Rasionalisasi tidak dimaksudkan untuk “membujuk” atau memanipulasi orang lain, melainkan “membujuk” dirinya sendiri agar dapat menerima keterbatasan diri sendiri. Contohnya pegawai pada masa pandemi ini melakukan kerja dari rumah (work from home) akan melakukan rasionalisasi bahwa memiliki kinerja yang kurang optimal. Bekerja di rumah di masa pandemi bukan sekedar pindah ruang kerja. Rasionalisasi ini bukan untuk orang lain, tapi untuk dirinya sendiri, sebagai upaya menjaga kesehatan mental diri sehingga tidak menimbulkan frustasi, rasa bersalah, dan perasaan tidak berdaya.

Beberapa tips dalam menjaga kesehatan mental adalah mengurangi menonton, membaca atau mendengarkan berita yang membuat kecemasan meningkat. Carilah informasi dari sumber-sumber terpercaya dan utamakan membuat rencana praktis melindungi diri dan orang-orang terdekat. Usahakan mencari berita hanya 1-2 kali dalam satu hari dan pada waktu yang spesifik. Banyaknya terpapar misinfodemik mengakibatkan kesalahan dalam strategi coping yang diambil. Misinfodemik merupakan istilah yang digunakan untuk misinformasi yang berkontribusi terhadap penyebaran penyakit dan cukup lazim untuk COVID-19.

Di masa pandemi ini mencari informasi terkait menjaga kesehatan mental dimedia online salah satu langkah yang positif. Dalam mencari informasi melalui media online hendaknya kita memilih situs jaringan kesehatan mental yang valid dan terpercaya seperti WHO, Kementerian Kesehatan, biro konsultasi psikologi atau sumber-sumber yang bersifat keagamaan/religius.

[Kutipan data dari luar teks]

PR #55, opened 2020-09-18
VIMC-3401: Update interface in preparation for adding sql only import

r-ash:
This PR will
* Rename `dettl_db_create_log_table` to `dettl_create_log_table`
* Remove exporting of `prepare_test_import`
* Add `dettl_run` function which can run multiple stages, can save output, run with path or import object
* Remove `dettl_run_extract`, `dettl_run_load`, `dettl_run_transform`
* Switch `force` arg on run to `allow_dirty_git` to be more clear about what it does

The main motivation for this is the switch from `dettl_run_extract`, `dettl_run_transform` and `dettl_run_load` to 1 function `dettl_run` this is because sql only import won't have stages and I just want to be able to call `dettl_load` to run it.

My plan after this is to
1. Add an interface/abstract class for an import which declares a `run` function and manages db connection
1. Extend this for the current type we have with specific impl for running and & yaml parsing for doing import (keeping the same functionality as the current code)
1. Add another extension to the interface which has specific impl for sql only imports


richfitz (approved):

richfitz:
Can you remove the TC build at some point? If you can't I can do it later.

PR #56, opened 2020-09-18
VIMC-4274: Add super class for import object

r-ash:
This PR will
* Add a super class which manages db connection
* A concrete implementation of it which doesn't change from previous for an R based import

This is in preparation for adding a sql only import and builds on #55


R/generic_import.R
```diff
@@ -0,0 +1,158 @@
+#' Generic import object.
+#'
+#' This shouldn't be initialised directly - this object manages transactions
+#' and the db connection and should be extended to implement actual imports.
+Import <- R6::R6Class(
```
r-ash, line 5: Decided to stick with the super class here over composition because I thought it does fit into the inheritance pattern but would be interested to get your opinion on that too? We can always separate it later if this starts becoming a bit of a god a class

R/generic_import.R
```diff
@@ -0,0 +1,158 @@
...
+        }
+      }
+      if (private$confirm) {
+        confirmed <- askYesNo(
+          sprintf(
+            "About to upload to database '%s' are you sure you want to proceed?",
+            private$db_name),
+          default = FALSE)
+        if (is.na(confirmed) || !confirmed) {
+          message("Not uploading to database.")
```
r-ash, line 102: Also I think could tidy this up, every other check throws an error but this one prints a message and returns. The return means the RImport class has a funny thing where it checks the result of the call to these checks and then returns itself if it is `FALSE` which feels a bit awkward. 

I thought about making this an error too but then that didn't feel good either because it is an expected user input. Any thoughts on nice way to make this a bit less awkward?

R/r_import.R
```diff
@@ -179,35 +152,13 @@ DataImport <- R6::R6Class(
...
       }
       message(sprintf("Running load %s", self$path))
-      if (!allow_dirty_git && !dry_run && !git_repo_is_clean(self$path)) {
-        stop("Can't run load as repository has unstaged changes. Update git or run in dry-run mode.")
-      }
 
-      use_transaction <- private$load_in_transaction || dry_run
+      use_transaction <- private$modify_in_transaction || dry_run
       if (use_transaction) {
         self$begin_transaction()
```
r-ash, line 169: I was also thinking about adding a function on the super class called like `with_transaction` or something which would take a block of code and manage the rollback or commit depending on outcome but thought being explicit here in the function might be more clear for reading.

r-ash:
I realise I create this under the wrong branch - see #57 for correct branch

Meninggatkan kembali bahwa dengan adanya COVID-19 sangat berpengaruh untuk kehidupan manusia terutama untuk kesehatan manusia, baik kesehatan fisik maupun kesehatan mental manusia. Keshatan mental manusia dapat berpengaruh dengan adanya pandemic covid-19 karena saat pandemic ini kita terhalangi oleh pembatasan sosial karena manusia harus adaptasi kebiasaan baru. Jika sebelum pandemic biasa berinteraksi secara langsung, situasi saat ini menyebabkan kita tiba-tiba harus batasi interaksi.

Pandemic ini berdampak membuat kebingungan, kegelisahan, frustasi,ketakutan akan infeksi, insomnia dan merasa tidak berdaya, kecanduaan internet, kecanduaan gim online bahkan xenophobia.